Skip to content

3. Running the Preprocessing Pipeline

Joshua Levy edited this page Jun 26, 2019 · 1 revision

Now we have a samplesheet.csv pheno csv file and a directory of idats.

We can run the preprocessing pipeline by running:

pymethyl-preprocess preprocess_pipeline -i geo_idats/ -p minfi -noob -qc

This preprocesses the IDATs in geo_idats using minfi (-p) option with noob normalization (-noob), and only is storing the RGSet objects once loaded (-qc) (hasn't performed the normalization yet). By disabling the -qc option, it will execute the entire pipeline, but this can be useful for debugging or setting threshold parameters.

To finish the qc/norm process, run:

pymethyl-preprocess preprocess_pipeline -i geo_idats/ -p minfi -noob -u

Which loads the saved QC/RGSet(s) via the -u option.

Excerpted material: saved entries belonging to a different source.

PR #5041, opened 2024-05-30
Jon/smol-4.8

Jon-edge:
image
image
image
image
image
image
image
image

image
image
image
image
image
image

### CHANGELOG

- [x] Yes
- [ ] No

### Dependencies

 none

### Requirements

- [x] Tested on iOS device

---
  - https://app.asana.com/0/0/1207225096190322

### DIFF
--- a/src/components/scenes/CreateWalletSelectCryptoScene.tsx
+++ b/src/components/scenes/CreateWalletSelectCryptoScene.tsx
@@ -19,15 +19,16 @@ import { useDispatch, useSelector } from '../../types/reactRedux'
 import { EdgeSceneProps, NavigationProp } from '../../types/routerTypes'
 import { EdgeAsset } from '../../types/types'
 import { logEvent } from '../../util/tracking'
+import { EdgeAnim } from '../common/EdgeAnim'
+import { SceneButtons } from '../common/SceneButtons'
 import { SceneWrapper } from '../common/SceneWrapper'
 import { SearchIconAnimated } from '../icons/ThemedIcons'
 import { ListModal } from '../modals/ListModal'
 import { WalletListModal, WalletListResult } from '../modals/WalletListModal'
 import { Airship, showError } from '../services/AirshipInstance'
-import { cacheStyles, Theme, useTheme } from '../services/ThemeContext'
+import { useTheme } from '../services/ThemeContext'
 import { CreateWalletSelectCryptoRow } from '../themed/CreateWalletSelectCryptoRow'
 import { EdgeText } from '../themed/EdgeText'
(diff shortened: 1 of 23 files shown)


src/components/ui4/RowUi4.tsx
```diff
@@ -42,13 +44,21 @@ export const RowUi4 = (props: Props) => {
...
 
   const margin = sidesToMargin(mapSides(fixSides(marginRem, 0.5), theme.rem))
 
   const numberOfLines = textHeights[maximumHeight]
 
+  // TODO: Merge styles.containerTemp into styles.container permanently.
+  // Explicitly setting the container style here to avoid unit test snapshot
+  // diffs.
+  const containerStyle: StyleProp<ViewStyle> = React.useMemo(
+    () => (shrinkBody ? [styles.container, margin, styles.containerTemp] : [styles.container, margin]),
```
paullinator, line 58: should be explicit boolean check `shrinkBody === true`

src/components/scenes/CreateWalletSelectCryptoScene.tsx
```diff
@@ -288,7 +288,7 @@ const CreateWalletSelectCryptoComponent = (props: Props) => {
     () => (
       <Fade noFadeIn={defaultSelection.length > 0} visible={selectedItems.size > 0} duration={300}>
         <View style={styles.bottomButton}>
-          <ButtonUi4 label={lstrings.string_next_capitalized} onPress={handleNextPress} />
+          <ButtonUi4 label={lstrings.string_next_capitalized} testID="createWalletCryptoNext" onPress={handleNextPress} />
```
paullinator, line 291: Did you test that this works? Usually you need to force the parent container to not takeover taps by putting
`accessible={false}` on the parent.

Or the problem is due to absolute positioning.

paullinator (changes requested):

src/components/scenes/CreateWalletSelectCryptoScene.tsx
Jon-edge: `accessible={false}` had no impact to the behavior. There was no Maestro tappability issues through this View when disabling the fade animation for Maestro builds.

The preprocessing pipeline comes with other options to remove or fill with NA values CpG or samples that fail some detection p-value and bead number thresholds. Using the meffil or enmix options (see docs) allows you to specify multiple cores to preprocess the data. Minfi does not offer this, but as a workaround, you can split up the pheno csv file into batches (will be added as future feature) and use the:

pymethyl-preprocess split_preprocess_input_by_subtype -h # similar to a groupby statement
pymethyl-preprocess batch_deploy_preprocess -h # runs the preprocessing command for each new pheno csv from the above step
pymethyl-preprocess combine_methylation_arrays -h # combines and merges the resulting objects

Commands to preprocess batches of these IDATs in parallel. See the help documentation for more detail.